** Opening Input material block **
PR #326, opened 2020-11-20
CEDS-2667 Add HMRCReportTechnicalssue component

PauloPortugal:
This component is a non-ajax implementation and is the recommended
approach by the HMRC Play UI team, since the previous "GetHelpLink" was
not accessible.

This component does not work locally and it should simply open a new
page. We have been told that this will work in all the other
environments.

### DIFF
--- a/app/views/components/gds/gds_main_template.scala.html
+++ b/app/views/components/gds/gds_main_template.scala.html
@@ -21,6 +21,9 @@
 @import components.gds.{phaseBanner, siteHeader}
 @import uk.gov.hmrc.govukfrontend.views.html.components._
 @import uk.gov.hmrc.govukfrontend.views.html.components.implicits._
+@import uk.gov.hmrc.hmrcfrontend.views.html.components.HmrcReportTechnicalIssue
+@import uk.gov.hmrc.hmrcfrontend.views.viewmodels.reporttechnicalissue.ReportTechnicalIssue
+@import uk.gov.hmrc.hmrcfrontend.views.viewmodels.language.{En, Cy}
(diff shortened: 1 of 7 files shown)


app/views/components/gds/gds_main_template.scala.html
```diff
@@ -63,6 +68,7 @@
 
   @if(useTimeoutDialog) {
       <script src='@routes.Assets.versioned("lib/hmrc-frontend/hmrc/all.js")'></script>
+      <script>window.HMRCFrontend.initAll();</script>
```
russellthorn, line 71: 👍

app/views/components/gds/gds_main_template.scala.html
```diff
@@ -89,6 +95,12 @@
         )))
     </div>
     @contentBlock
+    @hmrcReportTechnicalIssue(
+        ReportTechnicalIssue(
+            serviceCode = appConfig.keyStoreSource,
```
glidester, line 100: Nit: would be nicer if 'keyStoreSource' was renamed to 'appName' like in internal-frontend. Seems odd having a persistence var here (i know values are the same)

glidester (approved):

app/views/components/gds/gds_main_template.scala.html
PauloPortugal: @glidester your wish has come true.

PauloPortugal: Resolved

glidester (approved):

PR #329, opened 2020-12-10
CEDS-2771 Validate MUCR length is <36 characters long

PauloPortugal:
Recently we have encountered the issue with following MUCR:

     `GB/82F9-0N2F6500040010TO120P0A300689` (36 characters long)

It complies with our regex but it was over 35 characters long and ILE
rejected for being too long.
After speaking with the QAs we have determined that the regex requires
an overal length validation.

The approach taken was not to overload the existing regex, it is already
too complex to read and instead add a separate validation on it's
length.

### DIFF
--- a/test/unit/controllers/consolidations/MucrOptionsControllerSpec.scala
+++ b/test/unit/controllers/consolidations/MucrOptionsControllerSpec.scala
@@ -101,6 +101,15 @@ class MucrOptionsControllerSpec extends ControllerLayerSpec with MockCache with 
         status(result) mustBe BAD_REQUEST
         verify(page).apply(any(), any(), any())(any(), any())
       }
+
+      "a MUCR conforms with the regex but has been send but is over 35 characters long" in {
+        val incorrectForm = Json.toJson(MucrOptions("GB/82F9-0N2F6500040010TO120P0A300689", "GB/82F9-0N2F6500040010TO120P0A300689", Create))
+
+        val result = controller(AssociateUcrAnswers()).save()(postRequest(incorrectForm))
+
+        status(result) mustBe BAD_REQUEST
+        verify(page).apply(any(), any(), any())(any(), any())
+      }
     }
 
     "return 303 (SEE_OTHER)" when {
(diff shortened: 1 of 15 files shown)


MaciejRewera (commented):
LGTM, but what about `validMucrIgnoreCase` method? It is used in 5 other pages where user may want to enter MUCR.

The other question is whether `MucrOptions` could use `validMucrIgnoreCase` as well?

PauloPortugal:
@MaciejRewera please review again and thank you for spotting the missing code :)

PauloPortugal:
> The other thing is that MucrOptions forms are tested indirectly with MucrOptionsControllerSpec. It should not be a responsible of the controller tests to test the form class.

This is actually how the `MurcOptions` has been implemented. The `mapping` actually accepts anything passed through, even empty values, as the validation depends on the operation. So I am going to keep that as it is.

> It is a bit odd that `AssociateUcr` [...] has integration tests [...]
This has been addressed and the tests moved to the unit test. I never liked us moving these into `unit/it` folders. 
`AssociateUcrSpec` and `AssociateUcrItSpec` should have been more clearer.
Completely agree with you and I should have been more attentive ;)!

> It is a bit odd that [...] and `ShutMucr` have integration tests added but no unit tests
Completely agree with you and I should have been more attentive ;)
This has also been addressed.

test/unit/controllers/consolidations/MucrOptionsControllerSpec.scala
```diff
@@ -101,6 +101,15 @@ class MucrOptionsControllerSpec extends ControllerLayerSpec with MockCache with
         status(result) mustBe BAD_REQUEST
         verify(page).apply(any(), any(), any())(any(), any())
       }
+
+      "a MUCR conforms with the regex but has been send but is over 35 characters long" in {
```
MaciejRewera, line 105: Nit: This test name seems not being linguisticly correct. Although one should be able to tell what is it about.

MaciejRewera (dismissed):
LGTM
I sti ll don't like the approach for testing `MucrOptions`, but I understand it wasn't you starting it. It might be better to keep being concise before changing it totally.

test/unit/controllers/consolidations/MucrOptionsControllerSpec.scala
PauloPortugal: let me fix that after the current meeting :)

PauloPortugal: This has been addressed on e0ed4ff7f88c32b3b67621212cefce3796005359

MaciejRewera (approved):

MaciejRewera (approved):

PR #338, opened 2021-02-16
CEDS-2965 Set Root Url to redirect to home page

janeturner:
Create RootController to redirect to Choice page.
Remove references to 'Start' page and remove StartController.

### DIFF
--- a/app/controllers/RootController.scala
+++ b/app/controllers/RootController.scala
@@ -22,9 +22,9 @@ import uk.gov.hmrc.play.bootstrap.frontend.controller.FrontendController
 
 import javax.inject.Inject
 
-class StartController @Inject()(mcc: MessagesControllerComponents) extends FrontendController(mcc) with I18nSupport {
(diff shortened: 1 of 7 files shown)


app/controllers/RootController.scala
```diff
@@ -22,9 +22,9 @@ import uk.gov.hmrc.play.bootstrap.frontend.controller.FrontendController
 
 import javax.inject.Inject
 
-class StartController @Inject()(mcc: MessagesControllerComponents) extends FrontendController(mcc) with I18nSupport {
+class RootController @Inject()(mcc: MessagesControllerComponents) extends FrontendController(mcc) with I18nSupport {
 
-  def displayStartPage(): Action[AnyContent] = Action {
+  def displayPage(): Action[AnyContent] = Action {
```
glidester, line 27: NIT: doesn't actually display a page, as you're renaming it you could of picked something like 'redirectTo' :slightly_smiling_face:

glidester (approved):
** Closing Input material block **
Problem: Each line above should be output exactly as written.

Task response:
PR #326, opened 2020-11-20
CEDS-2667 Add HMRCReportTechnicalssue component

PauloPortugal:
This component is a non-ajax implementation and is the recommended
approach by the HMRC Play UI team, since the previous "GetHelpLink" was
not accessible.

This component does not work locally and it should simply open a new
page. We have been told that this will work in all the other
environments.

### DIFF
--- a/app/views/components/gds/gds_main_template.scala.html
+++ b/app/views/components/gds/gds_main_template.scala.html
@@ -21,6 +21,9 @@
 @import components.gds.{phaseBanner, siteHeader}
 @import uk.gov.hmrc.govukfrontend.views.html.components._
 @import uk.gov.hmrc.govukfrontend.views.html.components.implicits._
+@import uk.gov.hmrc.hmrcfrontend.views.html.components.HmrcReportTechnicalIssue
+@import uk.gov.hmrc.hmrcfrontend.views.viewmodels.reporttechnicalissue.ReportTechnicalIssue
+@import uk.gov.hmrc.hmrcfrontend.views.viewmodels.language.{En, Cy}
(diff shortened: 1 of 7 files shown)


app/views/components/gds/gds_main_template.scala.html
```diff
@@ -63,6 +68,7 @@
 
   @if(useTimeoutDialog) {
       <script src='@routes.Assets.versioned("lib/hmrc-frontend/hmrc/all.js")'></script>
+      <script>window.HMRCFrontend.initAll();</script>
```
russellthorn, line 71: 👍

app/views/components/gds/gds_main_template.scala.html
```diff
@@ -89,6 +95,12 @@
         )))
     </div>
     @contentBlock
+    @hmrcReportTechnicalIssue(
+        ReportTechnicalIssue(
+            serviceCode = appConfig.keyStoreSource,
```
glidester, line 100: Nit: would be nicer if 'keyStoreSource' was renamed to 'appName' like in internal-frontend. Seems odd having a persistence var here (i know values are the same)

glidester (approved):

app/views/components/gds/gds_main_template.scala.html
PauloPortugal: @glidester your wish has come true.

PauloPortugal: Resolved

glidester (approved):

PR #329, opened 2020-12-10
CEDS-2771 Validate MUCR length is <36 characters long

PauloPortugal:
Recently we have encountered the issue with following MUCR:

     `GB/82F9-0N2F6500040010TO120P0A300689` (36 characters long)

It complies with our regex but it was over 35 characters long and ILE
rejected for being too long.
After speaking with the QAs we have determined that the regex requires
an overal length validation.

The approach taken was not to overload the existing regex, it is already
too complex to read and instead add a separate validation on it's
length.

### DIFF
--- a/test/unit/controllers/consolidations/MucrOptionsControllerSpec.scala
+++ b/test/unit/controllers/consolidations/MucrOptionsControllerSpec.scala
@@ -101,6 +101,15 @@ class MucrOptionsControllerSpec extends ControllerLayerSpec with MockCache with 
         status(result) mustBe BAD_REQUEST
         verify(page).apply(any(), any(), any())(any(), any())
       }
+
+      "a MUCR conforms with the regex but has been send but is over 35 characters long" in {
+        val incorrectForm = Json.toJson(MucrOptions("GB/82F9-0N2F6500040010TO120P0A300689", "GB/82F9-0N2F6500040010TO120P0A300689", Create))
+
+        val result = controller(AssociateUcrAnswers()).save()(postRequest(incorrectForm))
+
+        status(result) mustBe BAD_REQUEST
+        verify(page).apply(any(), any(), any())(any(), any())
+      }
     }
 
     "return 303 (SEE_OTHER)" when {
(diff shortened: 1 of 15 files shown)


MaciejRewera (commented):
LGTM, but what about `validMucrIgnoreCase` method? It is used in 5 other pages where user may want to enter MUCR.

The other question is whether `MucrOptions` could use `validMucrIgnoreCase` as well?

PauloPortugal:
@MaciejRewera please review again and thank you for spotting the missing code :)

PauloPortugal:
> The other thing is that MucrOptions forms are tested indirectly with MucrOptionsControllerSpec. It should not be a responsible of the controller tests to test the form class.

This is actually how the `MurcOptions` has been implemented. The `mapping` actually accepts anything passed through, even empty values, as the validation depends on the operation. So I am going to keep that as it is.

> It is a bit odd that `AssociateUcr` [...] has integration tests [...]
This has been addressed and the tests moved to the unit test. I never liked us moving these into `unit/it` folders. 
`AssociateUcrSpec` and `AssociateUcrItSpec` should have been more clearer.
Completely agree with you and I should have been more attentive ;)!

> It is a bit odd that [...] and `ShutMucr` have integration tests added but no unit tests
Completely agree with you and I should have been more attentive ;)
This has also been addressed.

test/unit/controllers/consolidations/MucrOptionsControllerSpec.scala
```diff
@@ -101,6 +101,15 @@ class MucrOptionsControllerSpec extends ControllerLayerSpec with MockCache with
         status(result) mustBe BAD_REQUEST
         verify(page).apply(any(), any(), any())(any(), any())
       }
+
+      "a MUCR conforms with the regex but has been send but is over 35 characters long" in {
```
MaciejRewera, line 105: Nit: This test name seems not being linguisticly correct. Although one should be able to tell what is it about.

MaciejRewera (dismissed):
LGTM
I sti ll don't like the approach for testing `MucrOptions`, but I understand it wasn't you starting it. It might be better to keep being concise before changing it totally.

test/unit/controllers/consolidations/MucrOptionsControllerSpec.scala
PauloPortugal: let me fix that after the current meeting :)

PauloPortugal: This has been addressed on e0ed4ff7f88c32b3b67621212cefce3796005359

MaciejRewera (approved):

MaciejRewera (approved):

PR #338, opened 2021-02-16
CEDS-2965 Set Root Url to redirect to home page

janeturner:
Create RootController to redirect to Choice page.
Remove references to 'Start' page and remove StartController.

### DIFF
--- a/app/controllers/RootController.scala
+++ b/app/controllers/RootController.scala
@@ -22,9 +22,9 @@ import uk.gov.hmrc.play.bootstrap.frontend.controller.FrontendController
 
 import javax.inject.Inject
 
-class StartController @Inject()(mcc: MessagesControllerComponents) extends FrontendController(mcc) with I18nSupport {
(diff shortened: 1 of 7 files shown)


app/controllers/RootController.scala
```diff
@@ -22,9 +22,9 @@ import uk.gov.hmrc.play.bootstrap.frontend.controller.FrontendController
 
 import javax.inject.Inject
 
-class StartController @Inject()(mcc: MessagesControllerComponents) extends FrontendController(mcc) with I18nSupport {
+class RootController @Inject()(mcc: MessagesControllerComponents) extends FrontendController(mcc) with I18nSupport {
 
-  def displayStartPage(): Action[AnyContent] = Action {
+  def displayPage(): Action[AnyContent] = Action {
```
glidester, line 27: NIT: doesn't actually display a page, as you're renaming it you could of picked something like 'redirectTo' :slightly_smiling_face:

glidester (approved):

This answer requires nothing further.